UCLA Unveils AI-Powered Autopsy Tissue-Staining Method Using Deep Learning

Autopsies play a central role in shedding light on disease pathophysiology and uncovering the causes of death. However, traditional autopsy chemical staining used for microscopic study of tissues and organs, or histology, suffers from delays in tissue preparation and preservation.

Now a UCLA research team led by Aydogan Ozcan, the Volgenau Chair for Engineering Innovation and an electrical and computer engineering professor at the UCLA Samueli School of Engineering, has developed a new technique to digitally process and stain autopsy tissue using artificial intelligence. 

The current workflow for chemical staining is costly, time-consuming and labor-intensive. The method is also vulnerable to challenges that can arise from increased demand during a global health crisis, such as the COVID-19 pandemic. 

By bypassing the need for physical staining of tissue, the virtual-staining approach is able to avoid delays in the preservation of biological tissue that result in decay due to autolysis — the process in which cells are “digested” by their own enzymes. Autolysis can result in changes to the tissue that interfere with the normal binding of staining dyes and biomolecules in the tissue, diminishing the quality of chemical staining and impacting the clarity and reliability of autopsy outcomes. 
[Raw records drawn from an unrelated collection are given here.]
Issue #764, opened 2026-08-28
ui: a submission whose manifest the recipient fails to process stays "In Progress" forever — poll_status never sets status


smunini:
## Summary

A submission whose manifest the recipient cannot process stays "In Progress" forever. `poll_status()` never assigns `submission.status` in any branch, so once a submission reaches `in-progress` the only things that can move it are the user's own Abort and Complete buttons. A recipient reporting failure — by any mechanism — does not.

## Reproduction

1. `/ui/bulk-import` → New Submission → create one.
2. On the detail page, Add Manifest with a URL the recipient will accept at kick-off but fail to process (unreachable host, 404, malformed manifest body).
3. Submit the manifest. The recipient accepts the kick-off with a 2xx, so `crates/ui/src/bulk_import.rs:1110` sets `status = "in-progress"` and status polling starts.
4. Wait.

The submission row reads **In Progress** indefinitely. The run log records what happened; the status never changes, and the Abort/Complete buttons stay the only way out.

## Root cause

`poll_status()` (`crates/ui/src/bulk_import.rs:959-1019`) mutates `progress`, `result`, and `poll_url` — and never `status`. Every branch leaves the submission `in-progress`:

| Poll outcome | What happens | `status` after |
|---|---|---|
| `200` — recipient finished, manifest reports `error[]` entries | `result` records `outputs`/`errors`, `poll_url` cleared (`:986-1002`) | `in-progress` |
| `4xx`/`5xx` | logs "polling stopped", clears `poll_url` (`:1010-1017`) | `in-progress` |
| network error | early return, nothing recorded (`:968-972`) | `in-progress` |
| `429` | backs off (`:1004-1009`) | `in-progress` |

The 200 case is the important one. The recipient's completion manifest carries the failure, and the code **already counts it** — `let errors = manifest["error"].as_array().map(Vec::len).unwrap_or(0);` (`:988`) — stores it in `result.errors`, and renders it in the status card as an "Errors" figure. A submission can therefore display `Errors: 3` while its status reads In Progress.

The 4xx/5xx case is worse in one respect: `poll_url` is cleared but `completed_at` is never set, so `crates/ui/templates/partials/bulk_import_status.html` falls to its last branch and renders a bare `<div id="bulk-status"></div>`. The status card disappears entirely, and the row still says In Progress.

### Two related defects found while tracing

[...]

PR #781, opened 2026-08-29
feat(ui): one-shot bulk submissions

angela-helios:
One-shot Bulk Submit UI, per the mockups Steve approved: a submission carries exactly one manifest, and **Create & Submit** fires the `$bulk-submit` kick-off immediately.

## Create dialog

- Name, **Manifest URL**, and authentication (with Test authentication) up front.
- Submitter identity, output format, and file request headers fold behind an **Advanced options** disclosure (native `<details>` — works without JS).
- The **Submission ID input is gone** (always generated, unique per submitter) and the **FHIR base URL input is gone** (derived from the manifest URL's origin at kick-off, matching the SMART reference provider).

## Detail page

- The manifest URL joins the summary card; the manifest list, its sort menu, and **Add Manifest** are removed.
- Summary actions are **Edit** and **Delete**. **Abort** moves onto the in-progress status card, and the **Complete** button is gone entirely — the server controls terminal status from poll results (#764/#765 transitions, shipped in #772).
- Removed routes and handlers: per-manifest add/remove/submit/replace/abort, submission-level complete and submit-all, and the `?sort=` query. `replacesManifestUrl` support in `helios-rest` is untouched; only the UI affordance is gone.

## Tests

- `bulk_import_http.rs` reworked to the one-shot flow — 25 tests, including: create fires the kick-off and logs the outcome, advanced options ride the kick-off, `fhirBaseUrl` falls back to the manifest origin, abort is status-only, terminal submissions reject status changes without side effects, and the in-progress status card offers Abort while the finished card does not.
- Playwright: layout/theme/dialog specs updated; the a11y ring now audits the open Advanced fold; the no-JS ring proves the whole one-shot create works without JavaScript.
- Locale catalogs drop the 19 retired keys in en/es/de (parity kept).

Stacked on #772 (uses its tenant-scoped `BulkProviderStore`); GitHub will retarget to `main` when that merges.


angela-helios:
## Screenshots

**Create dialog** — name, manifest URL, auth; Advanced collapsed:

create dialog

**Advanced options open** — submitter identity, format, file request headers:

advanced open

**Detail after Create & Submit** — manifest URL in the summary, Edit/Delete only, Abort on the in-progress card, kick-off in the log:

detail

**List**:

list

Published in Nature Communications, the UCLA study describes an AI-based staining approach that can process label-free autopsy tissue samples. The system uses a trained neural network to process and transform autofluorescence microscopic images of autopsy tissue sections to their hematoxylin and eosin (H&E)-stained counterparts. H&E staining is one of the primary stains used in histology to label different parts of a tissue section from an autopsy or biopsy. In addition to mitigating autolysis-induced decomposition observed in traditional chemical staining of autopsy samples, the approach is also faster, cheaper and easier.

“This is a green technology that eliminates tissue waste, and reduces manual labor, toxic reagents and waste water involved in the traditional staining process,” said Ozcan, who leads the Ozcan Research Group. “The method has great potential for widespread applications in histology.” Ozcan also holds faculty appointments in the Department of Bioengineering and the David Geffen School of Medicine at UCLA. He is the associate director of entrepreneurship, industry and academic exchange at the California NanoSystems Institute at UCLA.

“This is a green technology that eliminates tissue waste, and reduces manual labor, toxic reagents and waste water involved in the traditional staining process,” said Aydogan Ozcan.

The team demonstrated its technique in a series of blind tests, with pathologists from UCLA and other medical centers evaluating the staining quality of test images from autopsy tissue samples without knowing which images were virtually or chemically stained. The tests confirmed there was no observable difference in nuclear, cytoplasmic and extracellular details shown in the virtually and chemically stained H&E images obtained from well-preserved tissue regions. In fact, the virtual staining method clearly revealed much more detailed features, particularly in tissue samples severely affected by autolysis, such as COVID-19 samples, where notable delays in tissue preservation had occurred.

Funding for the research came from the National Science Foundation’s Biophotonics Program and the National Institutes of Health’s National Center for Interventional Biophotonic Technologies. 

The research was completed in collaboration with Dr. Jonathan Zuckerman and Dr. Sepehr Hamidi from the Department of Pathology of the David Geffen School of Medicine at UCLA; Dr. Anatoly Urisman from the Department of Pathology at UC San Francisco; Dr. William Dean Wallace from the Department of Pathology at the USC Keck School of Medicine; and Dr. Tal Keidar Haran from the Department of Pathology at the Hadassah Hebrew University Medical Center in Israel.

Other authors of the paper are members of Ozcan Lab: UCLA Samueli postdoctoral scholar Dr. Nir Pillar, as well as Yuzhu Li, Jingxi Li, Tairan Liu, Di Wu, Songyu Sun, Guangdong Ma, Kevin de Haan, Luzhe Huang and Yijie Zhang.